|1994 1995 1996 1997 1998 1999 2000 2001 2002 2003 2004 2005 2006 2007 2008 2009 2010 2011 2012 2013 2014 2015 2016 2017 2018 <2019>||Index||1994 1995 1996 1997 1998 1999 2000 2001 2002 2003 2004 2005 2006 2007 2008 2009 2010 2011 2012 2013 2014 2015 2016 2017 2018 <2019>|
|<== Date ==>||<== Thread ==>|
|Subject:||Java CAJ/JCA Deadlock on CAJChannel.destroy|
|From:||Ryan Slominski via Tech-talk <firstname.lastname@example.org>|
|Date:||Fri, 11 Jan 2019 23:09:47 +0000|
I'm seeing a deadlock reported with the EPICS Java CAJ/JCA library. It is extremely rare, but the CAJChannel.destroy method will sometimes throw a CAException because the ReferenceCountingLock cannot acquire a lock before the timeout (I believe 20 seconds). In my application there are many threads creating and destroying channels and adding and removing monitors concurrently on the same shared context.

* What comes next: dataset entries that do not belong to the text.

PR #349, opened 2023-09-25
Fixed two bugs in GUI

rubenthoms:
- Two event handlers not removed in `layout.tsx`
- Stopping event propagation in `header.tsx` on pointer up

---
Visible bugs:
- Jumping to modules list when removing module (although there are still modules left in the layout)
- Removing module by clicking on cross always opened module settings (not wanted when adding/removing modules and having modules list open)


anders-kiaer (approved):
👍🐞

PR #576, opened 2024-02-14
Surface improvements

HansKallekleiv:
Various improvements in preparation for more surface stuff, e.g. vds.
- Simplify endpoints and queries
- Speedup resampling when mesh/property surfaces are different
- Add observation surfaces
- Fix camera issues
- Add colors


HansKallekleiv:
Fixed in other pr's.

PR #577, opened 2024-02-14
Refactored `Select` component to fix `Shift` selection bug

rubenthoms:
When releasing shift and pressing it again, the old selection anchor would get lost. The component got refactored and behaves now like the native one. In addition, tests were added for the component and the test framework was adjusted to properly use tailwind.


HansKallekleiv (approved):
Tested and works as expected 👍

PR #579, opened 2024-02-15
Implementation of the GroupTree plugin in the new framework

lindjoha:


anders-kiaer:
Discussed with @lindjoha, we could consider renaming module from "GroupTree" to e.g. "Flow network"

anders-kiaer:
Superseded by another PR 🙂

PR #580, opened 2024-02-15
Implemented framework logic for using `Jotai` atoms

rubenthoms:


anders-kiaer (approved):
LGTM 🤩 Nice to see usage of atoms/`jotai`. Think we will benefit from this both in terms of code structure and performance long term.

jorgenherje (changes requested):
Really nice work! Reviewed as a part of PVT-module refactor. See comments in https://github.com/equinor/webviz/pull/582

jorgenherje (approved):
Looks good to me! 👍

PR #588, opened 2024-02-27
Fix input issues

rubenthoms:
Input was not accepting negative numbers when typed in directly.


HansKallekleiv (approved):
Works perfectly 👍

PR #589, opened 2024-02-29
Revise user sessions

sigurdp:
This PR aims to extend and make our framwork for launching and controlling user sessions more robust. 
It is done in preparation for the upcoming usage of ResInsight as a per-user backend service.

* Added UserSessionManager to help in launching and managing user sessions
* Temporarily added `dev` family of endpoints to allow testing radix related endpoints once logged in.
* Added two user session docker images; `user-mock` as a skeleton/template for user sessions and `user-grid3d-ri` as a placeholder for the upcoming ResInsight user session


backend_py/user_mock/requirements.txt
```diff
@@ -0,0 +1,2 @@
+fastapi
+uvicorn
```
anders-kiaer, line 2: Ideally these (and their sub-dependencies) should be pinned using e.g. `poetry` like we do for the primary backend, so we can rebuild without surprise.

Fix it now or later?

backend/src/services/user_session_manager/user_session_manager.py
```diff
@@ -0,0 +1,309 @@
...
+    num_calls = 1
+
+    session_info = session_dir.get_session_info(job_component_name, instance_str)
+    if not session_info:
+        return None
+
+    # Given that we found info on the session and it's not in the running state, we will try and wait for it to come online.
+    # The job/session might be in the process of being created and spinning up, so we will try and wait for it.
+    # We will need to add a timeout to this!!!!!
+    # How much time should we spend here before giving up?
```
anders-kiaer, line 128: Is startup time of the docker image neglible here, if so it is a question we could ask Radix? Maybe they have a timeout already before a session/job is marked as failed(-to-provision)?

anders-kiaer (approved):
Impressive work. A couple of comments (dependency management being the most important question), otherwise LGTM 👍

backend_py/user_mock/requirements.txt
sigurdp: Indeed they should, and for the ResInsight/user_grid3d_ri component we'll certainly employ Poetry once we get going.
As for the user_mock component, I suggest we revisit it when the structure of `user_grid3d_ri` has been settled. 
In the meantime I'll pin the versions of `fastapi` and `uvicorn` in the `requirements.txt` file for the mock component.

backend/src/services/user_session_manager/user_session_manager.py
sigurdp: Removed the stale comment and added som more detailed comments on timeouts while we seek the truth either through practical usage or from the Radix team.

PR #595, opened 2024-03-14
Skeleton for grid3d frontend and backend

sigurdp:
* Disabled the Grid3D frontend modules until we have some sensible content
* Renamed primary router folder/prefix from grid to grid3d
* Added new Grid3DVTK frontend module as a copy of existing Grid3D module
* Added skeleton job component for user-grid3d-vtk
* Use poetry in both user_grid3d_vtk and user_mock


HansKallekleiv (approved):
👍

PR #596, opened 2024-03-19
Support 3D grids using ResInsight

sigurdp:
Prototype implementation of support for 3D grids, leveraging ResInsight in a user session as the computational backend


HansKallekleiv (approved):
🥇

PR #618, opened 2024-05-02
Use elastic search directly for timeseries column names

HansKallekleiv:
For discussion.

- Use elastic search directly instead of the sumo explorer
- Get the column names from the first valid realization instead of the collection.

Reduces the time spent from 15-20s to 0.5s.
This is probably due to how how the explorer/sumo wrapper uses batching when handling large document collections from elastic search. Should be investigated.


anders-kiaer:
Superseded by another PR

PR #619, opened 2024-05-06
Fix bug in RealizationPicker component

jorgenherje:
Fix bug for realizaiton picker, allow realization number 0 in input. Realization number = 0 gave error for both single value and range `a-b` input.


rubenthoms (approved):
LGTM

PR #629, opened 2024-06-04
inplace quickfix

HansKallekleiv:


HansKallekleiv:
Done in https://github.com/equinor/webviz/pull/630

PR #630, opened 2024-06-04
Refactoring of Sumo access classes to prepare for more direct usage of elastic search

sigurdp:
Refactored the entire set of Sumo access classes in preparation for more direct usage of elastic search.

This means that we will try to untangle a bit from the Sumo Explorer, and will instead try and utilize direct searches against Elasticsearch as well as alternative download methods where it makes sense from a performance standpoint. 

This PR mainly rearranges our Sumo access classes to cater for this hybrid usage, but also introduces a specific fix the slow fetching of available summary vector names. This is now implemented using a direct Elasticsearch query which gives significant speedups.


HansKallekleiv (approved):
👍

It appears this is caused by inconsistent lock ordering as seen in the source of the create and destroy channel methods CAJContext.createChannel and CAJChannel.destroy (https://github.com/epics-base/jca/blob/master/src/core/com/cosylab/epics/caj/). Consider the NamedLockPattern > ReferenceCountingLock > ReentrantLock lock (let's call it A) and the CAJChannel intrinsic synchronization lock (let's call it B). In the CAJContext.createChannel method lock A is obtained first then B. However, in the CAJChannel.destroy method locks are obtained B then A. If one thread is attempting to close a channel while another thread is attempting to create a channel of the same name a deadlock may occur and I believe this may be what I am seeing in the following stack trace:
There appears to be an attempt to avoid this scenario as CAJConext.createChannel checks for an existing channel twice, first while not holding any lock and then again while holding lock A. This reduces the opportunity, but does not prevent deadlock. In the rare case in which two or more threads are attempting to create the same channel one must wait for lock A while the other is free to obtain lock B, create the channel, drop both locks, and then immediately ask to destroy the channel and thus obtain lock B. A thread context switch occurs. Now the second thread obtains lock A, but cannot obtain lock B so neither thread cannot continue. However, lock A acquisition timeout occurs and thread one fails to destroy the channel and an Exception is thrown. Thread two waiting on the channel object synchronization lock is finally able to obtain it and continue in the CAJChannel.addConnectionListenerAndFireIfConnected method.
In the epics2web application this scenario (create and then immediately destroy) might occur if a user requests to view a screen and decides to close their web browser before the page fully loads.
Meanwhile another user is requesting the same screen.
I think the fix is to remove the "synchronized" keyword from the CAJChannel.destroy methods (both of them, one calls the other). The methods already ultimately call CAJContext.destroyChannel, which
obtains lock A and then calls CAJChannel.destroyChannel, which obtains lock B. This would make the lock acquisition ordering consistent between create and destroy methods. A workaround in the meantime is to not use the CAJChannel.destroy method and instead
call CAJContext.destroyChannel directly.
This is hard to verify so someone with more CAJ/JCA experience please take a look.